Perché, vedete, nel momento in cui ci si incomincia a occupare dei problemi del proprio paese, si constata che essi non possono avere soluzione se non c’è azione collettiva, se non c’è mutuo appoggio, se non si esce dalla prigionia dell’egoismo individuale32.

Con riferimento ai principi della nonviolenza di Narayan e Schumacher e al federalismo comunitario di Kropotkin, Doglio vuole comunicare l’importanza del piano non «come un disegno sovrapposto a meccanismi, funzioni e oggetti […] ma come struttura interna a una pratica sociale, dei modi della convivenza e delle modalità con cui queste si ‘comunicano’ come tessuto comune dell’agire»33.

Il mezzo-fine della pianificazione urbanistica è perciò un piano che si sviluppa dall’osservazione dell’uomo come essere «che agisce, si muove, e interagisce». Un piano frutto del lavoro di chi è consapevole, come richiamato da Doglio attraverso le parole di Lucien Febvre, che «per agire sul proprio ambiente, l’uomo non vi si mette al di fuori. Non ne sfugge alla presa, nel preciso momento in cui tenta di esercitare la propria». Di conseguenza i contenuti del piano devono essere «contenuti costituiti […] dalla presa di coscienza da parte della gente di che cosa si può fare, cioè contenuti in azione, dialettica di tesi e antitesi non immobilizzata scenograficamente […] ma continuamente reinventata dagli uomini nel proprio vivere»34.
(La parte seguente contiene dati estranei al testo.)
Issue #429, opened 2024-12-12
`multiline_string_whitespace_only` test wrong?


tabatkins:
Per spec:

> Empty lines can contain any whitespace, or none at all, and will be reflected as empty in the value:

The example following that line just shows off a completely empty line (lacking the required ws prefix), but [`multiline_string_whitespace_only`](https://github.com/kdl-org/kdl/blob/main/tests/test_cases/input/multiline_string_whitespace_only.kdl) tests a string (the last one) that *does* contain the required prefix, and then some extra whitespace after. The [expectation file](https://github.com/kdl-org/kdl/blob/main/tests/test_cases/expected_kdl/multiline_string_whitespace_only.kdl) expects the additional whitespace to be reflected into the string's value.

I think it shouldn't be doing that - the expectation should have the final string just contain a newline and nothing else.

If the current test expectation is correct, then the spec is ambiguous - what happens when a line just contains *some* of the final-line whitespace, but not all? What if it starts with a different whitespace entirely?

(This test was recently added by @tjol; I expect it was just an error.)

zkat:
Yeah that looks to me like it should have just the single newline in it?

zkat:
Also: I think the spec is pretty clear. You can have literally any whitespace in empty lines, and they will always collapse to a single `\n` (unless it’s the penultimate line, in which case it collapses to nothing)

tabatkins:
Agreed that the spec is clear, I just like having another eye on test changes unless it's *incredibly* obvious it's an error. ^_^

And with that, kdlpy's main branch now passes 100% of the v2 tests, woo!

tjol:
I must have missed that detail.

There's a bit of a tension between

> All in-between lines that contain non-newline characters _MUST_ start with _at least_ the exact same whitespace as the final line

and

> Empty lines can contain any whitespace, or none at all, and will be reflected as empty in the value

in the spec. Maybe "non-newline" should be replaced by "non-whitespace"?

So is the idea that lines can have trailing whitespace if and only if they contain non-whitespace characters? I find that mildly surprising. (only mildly)

I think I'll add a few more tests for different permutations of whitespace and non-whitespace.

zkat:
@tjol yeah, maybe just change that to:

> All in-between lines that contain non-newline, non-whitespace characters MUST start with at least the exact same whitespace as the final line

tabatkins:
[...]

PR #434, opened 2024-12-15
Release KDL 2.0.0

zkat:
This is it, folks! I think we're ready to finalize 2.0, after something like 3 years of work.

I'm very happy with the language we've defined here, and how nice it feels to use. I want to express my thanks to everyone who has contributed ideas and discussion and work to its specification, all the various implementers who have helped validate it, and all the users of 1.0 who helped give real, experience-based feedback on the previous version of the language, helping us figure out what could be improved.

I'm gonna give folks a few days to review things and make a decision, then I'm hoping to have consensus from at least a few of the major contributors and implementers before publishing this.

Thanks again, everyone. This wouldn't have been possible without you, and I think we've ended up with a real, shining gem.

NOTE: If you're "just" a community member, your opinion is still welcome, although contributors/implementers will likely be prioritized at this point.


zkat:
heh. The draft.8 tests killed kdl-rs multiline parsing and I realized the grammar wasn't actually allowing escapes on the closing multiline quoted string line.

so there's tests for that too now.

zkat:
@tabatkins @tjol I regret to inform you that the Really Complicated whitespace-only multiline string test was actually wrong (I'm pretty sure).

The prefixes didn't match, and prefixes need to match exactly _before_ any normalization or empty line collapse, unless the line is _completely_ empty.

That is, this should fail, I believe, wince line 2 isn't _completely_ empty, but its prefix doesn't match line 3:

```kdl
"""\n
\t\s\n
\s\s"""
```

tjol:
@zkat I thought we'd established that the rule that empty lines can contain “any” whitespace takes priority over the prefix requirement.

https://github.com/kdl-org/kdl/issues/429#issuecomment-2538160113

zkat:
Ohhh. Uggghhhhhhhhhhhh ok I'll roll this back

eilvelia:
I think the interactions of multiline strings with escapes are pretty weird currently.

> When processing a Multi-line String, implementations MUST dedent the string _after_ resolving all whitespace escapes, but _before_ resolving other backslash escapes.

`\"` should also be interpretered before dedenting (I assume `\"""` doesn't close the string) since otherwise it wouldn't be possible to find the correct enclosing `"""` and deduce the prefix to dedent; if you resolve any escapes, you want to interpret `\\` as well. However, this cannot just be done in two separate phases, or `\\t` will be transformed as `\\t` -> `\t` -> `<tab>`. I think instead it should be noted that, to find the whitespace prefix, at least `\"` and `\\` should be analyzed, and then escapes are resolved from the raw form (i.e. during dedenting the escapes are lexically analyzed but not resolved/saved). It would be nice to add a test with `\"""` inside a multiline string (I can't find one).

> while the following example is allowed
> ```
>   """
>   foo \
> bar
>   baz
>   \   """
> ```

IMO having non-literal whitespace in the prefix-defining line also feels pretty weird. Dedented strings are mostly for readability in the source code, transforming the indentation goes against that. Swift's [multiline strings](https://docs.swift.org/swift-book/documentation/the-swift-programming-language/stringsandcharacters/) are quite similar, and I think can be an inspiration for kdl's strings. Particularly, the final line (or any ws prefix) there can consist of literal whitespace only, the newline escape is not allowed as the last `\n`, lines must either be completely empty or include the prefix.

The "_any_ whitespace in non-content lines" rule forms an exception to the prefix being identical (or at least missing) in all lines, which is also isn't good I think and more difficult to implement (checking the whole line for any whitespace/content instead of only comparing the first characters to the intended prefix). I initially missed this rule when I was updating the ocaml implementation.

zkat:
@eilvelia `\\t` would transform to `t`. Regular escapes are processed before any dedenting happens, and that includes white space escapes. `\"` can never be an issue because it’s always interpreted as simply `"`. `\` doesn’t do its “slurping” behavior unless it’s immediately followed by whitespace.

As far as the Swift rules you mention: it does seem like those would simplify the rules for multi line strings. They would be more limiting but these corner cases would be way less confusing to think about by just… banning them altogether (and simplifying parsing)

I’m curious what others think.

eilvelia:
> @eilvelia \\t would transform to t. Regular escapes are processed before any dedenting happens, and that includes white space escapes. \" can never be an issue because it’s always interpreted as simply ". \ doesn’t do its “slurping” behavior unless it’s immediately followed by whitespace

I think you misunderstood me. `\\t` would be an issue if one naively transforms `\\` to \ and \t to tab in separate phases. You can't transform only the whitespace escape since then `foo\\  bar` would (unexpectedly) activate the whitespace escape. The issue with  `\"` is that this should be allowed:
```
"""
\"""
"""
```
(That would be the most intuitive, also what Swift does and what the grammar and spec currently suggest, as I think.)
If you conpletely disregard all escapes other than the whitespace one before dedenting (as the quote suggests), the second `"""` would be parsed as the string end (and then fail with non-ws final line).

eilvelia:
> Regular escapes are processed before any dedenting happens

Well, per this line, the escapes (other than ws) are resolved _after_ dedenting:

> When processing a Multi-line String, implementations MUST dedent the string after resolving all whitespace escapes, but before resolving other backslash escapes.

zkat:
@eilvelia what that is intended to mean is that:

```kdl
"""
\s\s\s\sfoo
    """
```

is an invalid string (that is, `\s` isn't resolved by dedenting time, so it doesn't actually "count" as whitespace)

Additionally:

```kdl
"""
\"""
"""
```

Is certainly allowed, and certainly is passing _my_ tests right now. The closing `"""` parsing is done before any of the dedenting stuff even applies. That's just standard delimited string stuff.

eilvelia:
Yes, well, that's what should happen, I think the spec is somewhat vague there. That line in particular seemingly suggests that all escapes except ws are unprocessed in case dedent has not been done yet. IIRC the spec only says how escapes are resolved, not how they are lexically analyzed.

zkat:
@eilvelia do you have any thoughts on what kind of rewording would be helpful here?

SPEC.md
```diff
@@ -576,13 +577,14 @@ multi-line """[\n]
...
-Furthermore, a whitespace escape that attempts to escape the final line's newline
-and/or whitespace prefix is invalid since the multi-line string has to still be
-valid with the escaped whitespace removed.
+Multi-line strings support the same mechanism for escaping whitespace as Quoted
+Strings.
+
+When processing a Multi-line String, implementations MUST dedent the string
+_after_ resolving all whitespace escapes, but _before_ resolving other backslash
+escapes. Furthermore, a whitespace escape that attempts to escape the final
+line's newline and/or whitespace prefix is invalid since the multi-line string
```
bgotink, line 586: I'm confused by this phrasing. It seems to say that escaped newline and/or whitespace are not allowed as the multi-line string has to be valid after the escaped whitespace is removed, but the text below and two of the new tests actually allow escaped whitespace in the final line.  
This seems to imply that an escaped newline and/or whitespace are only not allowed if the multiline string would become invalid, but that's not how I read this sentence.

Note that would also allow escaped newlines in some cases, e.g.

```kdl
node """
  lorem
  ipsum
  \
    """
```

which would be equivalent to

```kdl
node """
  lorem
  ipsum
  """
```

which would imo be worth adding as test.

tjol:
@eilvelia Good point about `a\\ b` not resolving to `a\b`. I think it should be clear that the `\ ` is not an escape it this case because the `\` itself is escaped; maybe this could be clearer in the prose. Either way, I'm adding a test for this.

SPEC.md
zkat: @bgotink [this test sort of tests that](https://github.com/kdl-org/kdl/blob/main/tests/test_cases/input/multiline_string_whitespace_only.kdl#L5) but having a more explicit one would be good.

I believe the bit that says that a trailing `\` is invalid actually _intended_ to refer to a case like this:

```kdl
"""
lorem
ipsum\
"""
```

which would be invalid because:

```kdl
"""
lorem
ipsum"""
```

This should probably be reworded, assuming these are the semantics we want to keep.

I'm not terribly inclined to change multiline strings any further, though, tbh.

bgotink: > I'm not terribly inclined to change multiline strings any further,

Oh no, I'm definitely not asking to change multiline strings! I was just confused about the text vs tests.

zkat: oh no that's fine. I was also mostly responding to the ongoing convo with @eilvelia who brought up a lot of good points, though I'm leading towards "clarify, don't change"

IceDragon200:
So I was trying the new tests specially the multiline one: `multiline_string_whitespace_only.kdl`

The test is invalid as last raw string has the incorrect multiline spacing at the final line:

```kdl
// This file deliberately contains unusual whitespace
// The first two strings are empty
node """
    """ """
   \
             
   """ """
                            
 """\
    \ // The next two strings contains only whitespace
    """
       
       
      \s 
    """ #"""
    

  """#
```
  
Looks fine right?
```
  #"""
    

  """#
  
// Is actually
#"""
\u00A0\u205f\u2009\u2000

\u0020\u0020"""#
```

The final line is a mismatch causing the entire test to fail.
Yes the second line is just empty (no characters outside of the newline), which tests the empty line behaviour.

zkat:
I'm pretty happy with where this is at right now. I still need to update kdl-rs with these last couple of changes to make sure everything looks good, but barring any other issues getting brought up, I intend to merge this PR and tag the official 2.0.0 sometime on Saturday.

/cc @larsgw and @tabatkins who I don't think have responded here yet, wanna make sure y'all see this.

larsgw:
I felt like I could not give meaningful feedback without attempting to implement it, but I have unfortunately been very busy with my studies the past few weeks. I don't know if I will before Saturday, but that's fine with me.

zkat:
hmmmmmmmmmm

I was thinking about `#"""#` and how we made it an error now and... I feel weird about it. It's literally the only string that can't be represented by raw strings, at all.

The only way to represent this is to do either:

```kdl
"\""
//or
#"""
"
"""#
```

Which feels really strange? I know it's a relatively minor thing, but it leaves a bad taste in my mouth for something to be, actually, _unrepresentable_ in one of our string syntaxes.

tjol:
That's not the only string you can't represent with raw strings. Another example is `"\r\n"` (you can't do this in a single-line raw string because of the newline and you can't do this in a multi-line raw string because of newline normalization.) You also can't represent `"\u{feff}"` as a raw string (or other strings containing disallowed literal code points). Granted, compared to `"\""`, the other examples I can think of are a lot ... weirder.

zkat:
oh that's a good point. And it does make me feel better. 🤔🤔🤔

eilvelia:
Isn't it a little weird that newlines are allowed after `/-` (the only `line-space` _inside_ a node)?

zkat:
That’s intentional!

zkat:
That is: I thought it would be good for /- to mean “slurp up any and all whitespace until the item being commented out”, as opposed to giving it special rules within nodes. It’s more for simplicity (a single /- definition) than thinking this is a thing that’ll be done all the time. We used to have much more strict locations for /- and it turned out to actually complicate grammars and parsers more than it was worth

eilvelia:
Well, currently slashdash is a node/children/arg/prop "modifier" (as I described in https://github.com/kdl-org/kdl/issues/401#issuecomment-2400657415) and can only be inside a node (including at the beginning of it), changing its behaviour would be as simple as

```diff
multi-line-comment := '/*' commented-block
commented-block := '*/' | (multi-line-comment | '*' | '/' | [^*/]+) commented-block
-slashdash := '/-' line-space*
+slashdash := '/-' node-space*

// Whitespace
```

zkat:
I definitely want the following to be legal:

```kdl
/-
my-node 1 2 3
```

so I’m not terribly inclined to change this at this stage

eilvelia:
Could you take a look at two small PRs I've sent (#441 and #442)?

tjol:
@zkat ckdl 0.2.1 is out now with opt-in support for KDL 2.0.0 as it stands. I'm just changing the defaults to KDL 2.0 now. Should be done in no time at all. Planning to call that version ckdl-1.0!

bgotink:
I've tagged version 0.2.0 of npm package `@bgotink/kdl` with KDL v2 support 🎉 ([release](https://github.com/bgotink/kdl/releases/tag/v0.2.0))

tjol:
No huge surprises in the process of changing the defaults, ergo:

__ckdl-1.0__ is released. This version supports both KDL v1 and v2; hybrid mode is the default for reading, and KDL v2 is the default for writing.

[Release](https://github.com/tjol/ckdl/releases/tag/1.0) / [Python package](https://pypi.org/project/ckdl/1.0/)

Feel free to mention in the main announcement.

zkat:
LFGGGGGGG

zkat:
Thank you everyone!! Great job!! We did it!!!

Per Doglio quindi la «bellezza dell’urbanistica» si fonda sulla qualità politica del processo, da cui dipende la qualità del progetto e dunque dello spazio e, di conseguenza, delle relazioni sociali che si innescano in quello spazio. Se la pianificazione è parte della sfera politica, e se la politica ha il compito di educare gli uomini facendoli cittadini, anche la pianificazione assolve perciò una funzione democratica, in quanto esprime l’aspirazione della collettività al suo miglioramento e sviluppo.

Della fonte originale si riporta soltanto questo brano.